### [Activity]
Find how many lines in the data below include the word "join", then write only that number.
┄┄┄┄┄┄┄┄┄┄
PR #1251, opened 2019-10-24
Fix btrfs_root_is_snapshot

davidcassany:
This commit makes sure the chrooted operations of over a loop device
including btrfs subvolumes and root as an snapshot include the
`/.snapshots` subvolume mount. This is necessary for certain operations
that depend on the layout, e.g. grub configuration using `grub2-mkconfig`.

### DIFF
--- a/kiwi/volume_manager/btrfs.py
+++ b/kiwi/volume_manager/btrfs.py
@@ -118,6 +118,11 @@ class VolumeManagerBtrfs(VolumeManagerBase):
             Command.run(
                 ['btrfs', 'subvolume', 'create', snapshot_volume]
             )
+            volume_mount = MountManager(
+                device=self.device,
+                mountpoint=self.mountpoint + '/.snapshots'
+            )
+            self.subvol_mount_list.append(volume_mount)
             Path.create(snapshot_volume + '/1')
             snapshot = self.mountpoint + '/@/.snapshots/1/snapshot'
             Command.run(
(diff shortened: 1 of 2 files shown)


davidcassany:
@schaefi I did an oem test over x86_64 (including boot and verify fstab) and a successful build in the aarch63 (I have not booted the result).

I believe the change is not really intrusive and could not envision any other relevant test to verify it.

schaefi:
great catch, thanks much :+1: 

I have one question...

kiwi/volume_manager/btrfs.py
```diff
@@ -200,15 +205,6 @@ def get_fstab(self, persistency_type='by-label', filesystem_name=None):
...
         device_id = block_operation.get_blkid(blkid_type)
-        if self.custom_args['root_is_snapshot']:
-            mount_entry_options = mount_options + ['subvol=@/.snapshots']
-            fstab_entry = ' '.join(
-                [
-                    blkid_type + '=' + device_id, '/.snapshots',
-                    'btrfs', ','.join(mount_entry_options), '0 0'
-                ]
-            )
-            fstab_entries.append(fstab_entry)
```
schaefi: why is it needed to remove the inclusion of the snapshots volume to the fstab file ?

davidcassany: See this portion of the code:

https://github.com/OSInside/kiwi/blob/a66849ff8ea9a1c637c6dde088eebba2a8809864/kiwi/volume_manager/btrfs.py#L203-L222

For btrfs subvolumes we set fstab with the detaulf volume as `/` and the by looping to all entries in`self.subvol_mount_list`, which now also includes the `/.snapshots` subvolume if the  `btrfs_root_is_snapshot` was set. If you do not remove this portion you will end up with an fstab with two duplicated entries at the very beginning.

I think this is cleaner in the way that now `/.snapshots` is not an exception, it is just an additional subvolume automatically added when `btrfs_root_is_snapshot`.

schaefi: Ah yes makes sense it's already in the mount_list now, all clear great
┄┄┄┄┄┄┄┄┄┄
### [Result of this task]
2